> WORK REQUIRED: Retype the full listing without altering anything.

> MATERIAL TO PROCESS:
┌──
PR #2992, opened 2018-01-16
Fixes #2948 Guest poll voting updates

### LINKED ISSUE #2948: Guest poll voting updates
Currently, if a guest votes in a poll, a cookie is stored on their computer as to what they voted in and for. As this method can be bypassed easily, a better method using IP addresses should be used.

- Add an ipaddress column to the pollvotes table and log the IP of the voter.
- Remove the cookie method of checking for guest votes and instead use the IP address of the guest to check instead.

PaulBender:
Fixes #2948

### DIFF
--- a/inc/class_core.php
+++ b/inc/class_core.php
@@ -161,6 +161,7 @@ class MyBB {
 		'adminsessions' => array('ip' => true),
 		'maillogs' => array('ipaddress' => true),
 		'moderatorlog' => array('ipaddress' => true),
+		'pollvotes' => array('ipaddress' => true),
 		'posts' => array('ipaddress' => true),
 		'privatemessages' => array('ipaddress' => true),
 		'searchlog' => array('ipaddress' => true),
--- a/install/resources/mybb_theme.xml
+++ b/install/resources/mybb_theme.xml
@@ -11652,14 +11652,14 @@ if(use_xmlhttprequest == "1")
 <td class="{$optionbg}" style="text-align: center;">{$votes}</td>
 <td class="{$optionbg}" style="text-align: center;">{$percent}%</td>
 </tr>]]></template>
-		<template name="showthread_poll_results" version="1800"><![CDATA[<table border="0" cellspacing="{$theme['borderwidth']}" cellpadding="{$theme['tablespace']}" class="tborder tfixed">
+		<template name="showthread_poll_results" version="1815"><![CDATA[<table border="0" cellspacing="{$theme['borderwidth']}" cellpadding="{$theme['tablespace']}" class="tborder tfixed">
 <colgroup>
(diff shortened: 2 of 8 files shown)


kawaii:
Ran into the following error when testing this on MyBB 1.8.14 with PostgreSQL 10.1:
```
SQL Error:
0 - ERROR: invalid byte sequence for encoding "UTF8": 0xac
Query:
INSERT INTO mybb_pollvotes (pid,uid,voteoption,dateline,ipaddress) VALUES ('1','1','1','1516133517','�')
```

kawaii:
Confirmed working with MariaDB 10.2 on MyBB 1.8.14, I'm going to do another PostgreSQL test quickly just to validate that I'm not doing something wrong.

euantorano:
Encodings are a pain in the backside unfortunately. I can't remember if we set the encoding when we startup or not. I'll have a look at this tomorrow and see if I can replicate your issue.

PaulBender:
Try it now. I changed the way poll votes are inserted into the database from its old write_query method to using insert_query/insert_query_multiple method.

Ben-MyBB:
@kawaii

kawaii:
Thanks @PaulBender, your push fixed the issue I was experiencing with PostgreSQL. This is ready to be merged now. I do have one comment however: I voted in a poll using a logged in account, then when logged out I was able to undo the poll vote I had just made (due to the IPs matching of course). Would it not make sense for us to also differentiate between votes made by guests (where we can scrutinize the IP address) and votes made by registered users? In the event where I am using a shared IP address, someone else without a forum account could potentially undo my vote as a guest user without needing to be logged in to my original account. @mybb/developers @mybb/sqa

euantorano:
Good point @kawaii. I definitely think that’s unintended behaviour. If a user has voted from an account, only somebody logged in to that account should be able to reverse it.

kawaii:
Another potential issue I forsee (though personally this is getting a little out of scope) is that multiple guests using the same shared connection would be considered the same user by MyBB. Though I can't honestly see a workaround for that unless you want to start scrutinizing user agents too.

PaulBender:
I added a uid check for guests.

kawaii:
Odd, it seems that the UID check doesn't have the intended effect. As a guest it still displays as though I've already voted but now attempting to undo the vote results in the following error message instead of processing the undo request:
```
You haven't voted in this poll.
```

PaulBender:
I forgot to add the check to the showthread query.

I also changed the undo vote bit to its own variable (something I believed @justinsoltesz complained about).

kawaii:
Great, works as intended now. Thanks @PaulBender! :slightly_smiling_face:

PR #2994, opened 2018-01-16
Fixes #2993 - banning without ban reason results in blank page

### LINKED ISSUE #2993: Banning a member without filling in a ban reason results in blank page
If you accidentally forget to fill in a ban reason while trying to ban a member, you'll end up in a blank modcp.php page.

expected result: you should be thrown back where you came from with an error message printed on screen.

ronie:
When you accidentally forget to enter a ban reason when banning a user, you'll end up in a blank modcp.php page.

The issue is caused by $errors not properly being defined as an array.

 This PR fixes issue #2993

### DIFF
--- a/modcp.php
+++ b/modcp.php
@@ -4267,6 +4267,8 @@ if($mybb->input['action'] == "do_banuser" && $mybb->request_method == "post")
 		}
 	}
 
+	$errors = array();
+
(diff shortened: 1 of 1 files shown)


JordanMussi:
@kawaii Milestone and label should be set on #2993 not this PR.

PR #2995, opened 2018-01-16
[FIX] string to array conversation causing Illegal string offset warning on PHP 7.2

Matslom:
Fix for calendar.php Illegal string offset warning on PHP 7.2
└──
> RESULT OF THE TASK:
PR #2992, opened 2018-01-16
Fixes #2948 Guest poll voting updates

### LINKED ISSUE #2948: Guest poll voting updates
Currently, if a guest votes in a poll, a cookie is stored on their computer as to what they voted in and for. As this method can be bypassed easily, a better method using IP addresses should be used.

- Add an ipaddress column to the pollvotes table and log the IP of the voter.
- Remove the cookie method of checking for guest votes and instead use the IP address of the guest to check instead.

PaulBender:
Fixes #2948

### DIFF
--- a/inc/class_core.php
+++ b/inc/class_core.php
@@ -161,6 +161,7 @@ class MyBB {
 		'adminsessions' => array('ip' => true),
 		'maillogs' => array('ipaddress' => true),
 		'moderatorlog' => array('ipaddress' => true),
+		'pollvotes' => array('ipaddress' => true),
 		'posts' => array('ipaddress' => true),
 		'privatemessages' => array('ipaddress' => true),
 		'searchlog' => array('ipaddress' => true),
--- a/install/resources/mybb_theme.xml
+++ b/install/resources/mybb_theme.xml
@@ -11652,14 +11652,14 @@ if(use_xmlhttprequest == "1")
 <td class="{$optionbg}" style="text-align: center;">{$votes}</td>
 <td class="{$optionbg}" style="text-align: center;">{$percent}%</td>
 </tr>]]></template>
-		<template name="showthread_poll_results" version="1800"><![CDATA[<table border="0" cellspacing="{$theme['borderwidth']}" cellpadding="{$theme['tablespace']}" class="tborder tfixed">
+		<template name="showthread_poll_results" version="1815"><![CDATA[<table border="0" cellspacing="{$theme['borderwidth']}" cellpadding="{$theme['tablespace']}" class="tborder tfixed">
 <colgroup>
(diff shortened: 2 of 8 files shown)


kawaii:
Ran into the following error when testing this on MyBB 1.8.14 with PostgreSQL 10.1:
```
SQL Error:
0 - ERROR: invalid byte sequence for encoding "UTF8": 0xac
Query:
INSERT INTO mybb_pollvotes (pid,uid,voteoption,dateline,ipaddress) VALUES ('1','1','1','1516133517','�')
```

kawaii:
Confirmed working with MariaDB 10.2 on MyBB 1.8.14, I'm going to do another PostgreSQL test quickly just to validate that I'm not doing something wrong.

euantorano:
Encodings are a pain in the backside unfortunately. I can't remember if we set the encoding when we startup or not. I'll have a look at this tomorrow and see if I can replicate your issue.

PaulBender:
Try it now. I changed the way poll votes are inserted into the database from its old write_query method to using insert_query/insert_query_multiple method.

Ben-MyBB:
@kawaii

kawaii:
Thanks @PaulBender, your push fixed the issue I was experiencing with PostgreSQL. This is ready to be merged now. I do have one comment however: I voted in a poll using a logged in account, then when logged out I was able to undo the poll vote I had just made (due to the IPs matching of course). Would it not make sense for us to also differentiate between votes made by guests (where we can scrutinize the IP address) and votes made by registered users? In the event where I am using a shared IP address, someone else without a forum account could potentially undo my vote as a guest user without needing to be logged in to my original account. @mybb/developers @mybb/sqa

euantorano:
Good point @kawaii. I definitely think that’s unintended behaviour. If a user has voted from an account, only somebody logged in to that account should be able to reverse it.

kawaii:
Another potential issue I forsee (though personally this is getting a little out of scope) is that multiple guests using the same shared connection would be considered the same user by MyBB. Though I can't honestly see a workaround for that unless you want to start scrutinizing user agents too.

PaulBender:
I added a uid check for guests.

kawaii:
Odd, it seems that the UID check doesn't have the intended effect. As a guest it still displays as though I've already voted but now attempting to undo the vote results in the following error message instead of processing the undo request:
```
You haven't voted in this poll.
```

PaulBender:
I forgot to add the check to the showthread query.

I also changed the undo vote bit to its own variable (something I believed @justinsoltesz complained about).

kawaii:
Great, works as intended now. Thanks @PaulBender! :slightly_smiling_face:

PR #2994, opened 2018-01-16
Fixes #2993 - banning without ban reason results in blank page

### LINKED ISSUE #2993: Banning a member without filling in a ban reason results in blank page
If you accidentally forget to fill in a ban reason while trying to ban a member, you'll end up in a blank modcp.php page.

expected result: you should be thrown back where you came from with an error message printed on screen.

ronie:
When you accidentally forget to enter a ban reason when banning a user, you'll end up in a blank modcp.php page.

The issue is caused by $errors not properly being defined as an array.

 This PR fixes issue #2993

### DIFF
--- a/modcp.php
+++ b/modcp.php
@@ -4267,6 +4267,8 @@ if($mybb->input['action'] == "do_banuser" && $mybb->request_method == "post")
 		}
 	}
 
+	$errors = array();
+
(diff shortened: 1 of 1 files shown)


JordanMussi:
@kawaii Milestone and label should be set on #2993 not this PR.

PR #2995, opened 2018-01-16
[FIX] string to array conversation causing Illegal string offset warning on PHP 7.2

Matslom:
Fix for calendar.php Illegal string offset warning on PHP 7.2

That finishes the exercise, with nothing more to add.